▶ Work to complete:
Only the lines holding the word "added" are wanted; copy each of them from the listing.

▶ Extracted records:
PR #774, opened 2023-02-10
Rewrite of draggableProof.pl and draggableSubsets.pl

drgrice1:
This switches the draggableProof.pl and draggableSubsets.pl macros from using jquery.nestable to using sortablejs.  The sortablejs library works much better, and is a library that is maintained.  jquery.nestable has never been maintained, and was never even intended to be used in production.  In addition all dependence on jQuery has been removed.  The sortablejs library is the only third party dependency.

The draggableProof.pl and draggableSubsets.pl macros have been completely rewritten to fix issues seen with them.  Currently hardcopy is broken for answers (both student and correct).  The current macros do not support custom checkers, and due to limitations of the current design can not be extended to do so without this rewrite.

There were several options added to the macros.  These options allow for customization of various textual components of the javascript output. These options would be useful for writing a problem for another language utilizing the macro.

A "cmpOptions" option was added to both macros.  This can be used to conveniently pass options that will then be directly passed on to the cmp method.

The previous `Print` method of the macros is now the `ans_rule` method. The `Print` method still exists, but just calls the `ans_rule` method. The addition of the `ans_rule` method makes it so that you can use the macro in PGML via `[_]{$draggable}` where `$draggable` is a DraggableProof or DraggableSubset object.  Unfortunately, if you want problems to be compatible with older versions of PG you will still need to use the `Print` method (things done wrong!).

▶ Exercise solution:
There were several options added to the macros.  These options allow for customization of various textual components of the javascript output. These options would be useful for writing a problem for another language utilizing the macro.
A "cmpOptions" option was added to both macros.  This can be used to conveniently pass options that will then be directly passed on to the cmp method.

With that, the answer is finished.